Last summer, the Bega Valley shire council made additional land available for short-term camping to accommodate locals during the tourist season.

“That’s the best that we’ve got at the minute,” Strickland says. “My faith is there that it would work but it’s not ideal.

“It’s not ideal to put a family that’s escaping domestic and family violence that can’t get accommodation and put them in a tent in the middle of the bush somewhere that we get made available to us.”

Caroline Long, regional manager of the South East Women & Children’s Services, says campgrounds and caravan parks are filling the gap left by a lack of investment in social and community housing, causing issues for the regions most vulnerable.

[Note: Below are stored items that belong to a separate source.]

Issue #115, opened 2019-11-30
favor span over num in ReplayContainers


tybug:
Currently it's very easy to forget to pass one of `span` or `num` when creating a `ReplayContainer`:

```python
m = Map(221777)
```

since both arguments are marked optional, this is valid code to any python IDE. It will throw an exception during runtime:

```python
Traceback (most recent call last):
  File "<stdin>", line 1, in <module>
  File "/Users/tybug/Desktop/coding/osu/circlecore/circleguard/loadable.py", line 247, in __init__
    raise ValueError("One of num or span must be specified, but not both")
ValueError: One of num or span must be specified, but not both
```

But that can be annoying to deal with. Since `span` is the more powerful of the two options, we should make that a required argument, and probably remove `num` entirely

tybug:
closing as implemented with linked core 4.0.0 release

PR #138, opened 2020-04-19
Core 4.0.0

tybug:
This should have been split into a few prs but it was much easier to do it all at once.

Was thinking about ways we could change circlecore to make it easier to use, and the first thing that came to mind was `Check` - when I use core it's a quick check involving one or two loadables. Obviously I'm not the entire target userbase, but the only thing `Check` does is aggregate all the relevant information together. When are you ever going to need to manipulate a `Check` directly, other than passing it straight to `cg.run`? It's actually more organized if we remove the middleman entirely, in my opinion.

That said, inside core, `Check` *does* provide us some nice convenience methods, like loading or accessing `replays1` or `replays2` instead of the entire check. So using it internally, but not requiring it for `cg.run`, was the path I chose here.

The second thing was creation of `ReplayContainers`. I add "good enough" implementations for `#load` and `#all_loadables`, which makes adding a new `ReplayContainer` feel much less boiler-platey. Here's an example (using this pr):

```python
class RandomReplays(ReplayContainer):
    VALID_MAP_IDS = [110, 145, 234, 420, 734, 1360] # ... etc
    def __init__(self, num_replays, cache=None):
        super().__init__(cache)
        self.map_ids = random.sample(RandomReplays.VALID_MAP_IDS, num_replays)
        self.replays = []

    def load_info(self, loader):
        if self.info_loaded:
            return
        for map_id in self.map_ids:
            # choose a random replay on the map
            infos = loader.replay_info(map_id, Loader.MAX_MAP_SPAN)
            info = random.choice(infos)
            r = ReplayMap(info.map_id, info.user_id, info.mods, cache=self.cache, info=info)
            self.replays.append(r)
        self.info_loaded = True

    def all_replays(self):
        return self.replays

    def __eq__(self, other):
        # don't ever rely on two random replay objects being equal
        return False
```

Something to investigate is whether we even need or want to require `__eq__`. I don't think we use it right now, but if we decided to in the future it would be a breaking change, so some use case consideration is needed.

Third, `span` has now replaced `num` everywhere. It's a little more unwieldy to type - `Map(221777, 2)` vs `Map(221777, "1-2")` - but I feel the tradeoff is worth it for the IDE support users receive when we drop one of the two options. See #115 (which this will close).

The span utils have been wrapped in a new `Span` object, which also allows users to be more literal about creation of `Spans` instead of passing strings to loadables, should they so choose. Additionally, this lets us define spans like `MAX_MAP_SPAN` in `Loader` as a utility for users.

Finally, deprecated objects have been removed as marked.

I'd also like to consider how we can restructure `Detect` to be easier to use. Single use instantiation is common for me, where I create the detect in the same line as I call `cg.run`. Perhaps we should offer `cg.run_steal` etc, since the `Detect`s are nothing more than an encapsulation of thresholds? I'm unsure of the best way forward with this. #132 should also be considered when discussing new `Detect` changes.


tybug:
I'm having quite a bit of trouble writing this new method right now, but I do think we want to require `__eq__`. In the future I'd like to be able to reduce duplicate loading by "minimizing" a `Check`, effectively removing duplicate loadables. This would have to happen through comparing the loadables via `==`.

I added the convenience detect methods as well. Similar to `Check`, I don't want to remove `Detect`, as it's useful both internally in core and for users with more complicated code, using multiple detect combinations at different thresholds. But I like it a lot for the simple use case. It also has the benefit of returning only one type of detect, so 3 sets of `cg.*_check` method calls is (imo) nicer than using `cg.run` and checking the result type

tybug:
Latest set of commits removes any concept of `ischeat` from core, which allows us to turn the previous `Detect` classes into just `IntFlag` enums.

`Detect`s still have data they need to carry with them sometimes, like the `Snap` angle and distance thresholds. It's unfortunate we can't encapsulate these any better without repeating the `Detect` classes. I've left them as parameters to `cg.run` and `cg.correction_check`. Future detects that we want to provide similar value adjustment ability for will be dealt with in a similar way.

As for `ischeat`, the only advantage to having it is to provide users with a sensible default. Which is a good thing to do, and I wish we could replicate it here. The only way I see to do this is provide a threshold parameter in each of the `cg.*_check` methods, and again in `cg.run`. This wouldn't be unreasonable, but I need to consider which is more likely - users adjusting the default thresholds (a pain to do through our core - they should just check the result against their threshold) or not.

circleguard/span.py
```diff
@@ -0,0 +1,54 @@
...
+    """
+
+    def __init__(self, data):
+        # allow passing both span or string
+        if not (isinstance(data, Span) or isinstance(data, str)):
+            raise ValueError(f"Expected data to be a str or Span, got type {type(data)}.")
+        if isinstance(data, Span):
+            # python allows initializing a set with a set
+            super().__init__(data)
+            return
```
InvisibleSymbol, line 19: you don't need this `return`

source/investigating-replays.rst
```diff
@@ -0,0 +1,84 @@
...
+``Circleguard`` for ``App Name`` and
+``https://github.com/circleguard/circlecore`` for ``App URL``. Circlecore
+needs this key to retrieve replay data and user information, among other
+things.
+
+.. note::
+
+    You may need to toy with being logged in/entering the url
+    multiple times in order to actually get to the api page.
+    The redirection on osu!'s end is rather fiddly.
```
InvisibleSymbol, line 20:
```suggestion
    Due to a redirection bug on the website, you might have
    to wait a bit before being able to access the api page. 
    Clearing your cache can be used as a fast alternative, 
    though normally it should only take up to 30 seconds.
```

source/appendix.rst
```diff
@@ -38,24 +38,30 @@ Investigator
...
 Result
 ------
 .. automodule:: circleguard.result
    :members:
 
-ReplayInfo
-----------
-.. automodule:: circleguard.replay_info
+Span
+-----
```
InvisibleSymbol, line 63:
```suggestion
----
```
:eyes:

circleguard/loader.py
```diff
@@ -129,8 +129,16 @@ class Loader():
...
     """
 
-    RATELIMIT_RESET = 60 # time in seconds until the api refreshes our ratelimits
-    start_time = datetime.min # when we started our requests cycle
+    # the maximum number of replay info available through the respective api
+    # calls. Note that osu! stores at least the top 1000 replays, but does not
+    # make these discoverable unless you know the eaact user id, map id, and
+    # mods of the replay.
+    MAX_MAP_SPAN = Span("1-100")
+    MAX_USER_NUM = Span("1-100")
```
InvisibleSymbol, line 137:
```suggestion
    MAX_USER_SPAN = Span("1-100")
```

tybug:
yeah the tests pass and the docs build fine, it's possible I broke something we don't have tests for but I manually made sure all the important things work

She says women experiencing domestic and family violence are grappling with an impossible choice: risk becoming homeless or return to their partner. She has noticed more women choosing to return.

Only 3% of housing in the Bega Valley shire is social housing, compared with 5% for the rest of the state. The council says they’ve lost around 50 social housing dwellings since 2006.

Children’s toys are scattered across the Moruya North Head campground on the NSW south coast.
Children’s toys are scattered across the Moruya North Head campground on the NSW south coast. Photograph: Jessica Hromas/The Guardian

The Bega Valley shire recently launched its affordable housing strategy to help overcome the housing crisis, which Strickland says Mission Australia applauds. The Eurobodalla shire is also planning to undertake consultations to develop their own.

Both councils are calling on the state and federal government to invest more in social and community housing.

“We know that existing stock needs to be maintained and upgraded, and we need at least 150 new social housing dwellings and 100 supported places for those at risk of long-term homelessness,” says Emily Harrison, the acting director of community, environment and planning at the Bega Valley Shire council.

Nestled in the Kalaru Holiday Park, a five-minute drive west of Tathra, is the caravan where Richard Lee has lived since February. He’s on the waiting list for social housing, and was told that due to his disability, it will be a two-year wait rather than the average 10-year wait.

Lee was living in a unit in Eden with his mum. But after she died, he soon realised there were no rentals he could afford on his disability pension. He now pays $350 a week for the site, which has been discounted from the normal $450 rate.

He’s decided rather than wait for social housing, he’s going to search for a more affordable region to live in. “It’s a shame because I love living in the Bega Valley shire, but it’s just unattainable to actually be living in this area any more,” he says.

Asked if Pike would consider moving to a cheaper area to afford a home, he says he’ll stay. He’d be happy continuing to live at the caravan if he had a better set-up for power and hot water.

“I’ve lived in this area for more than half my life,” he says. “I know a lot of people around here so it’s going to be easier for me. I’ve got a 12-year-old daughter who lives close by.”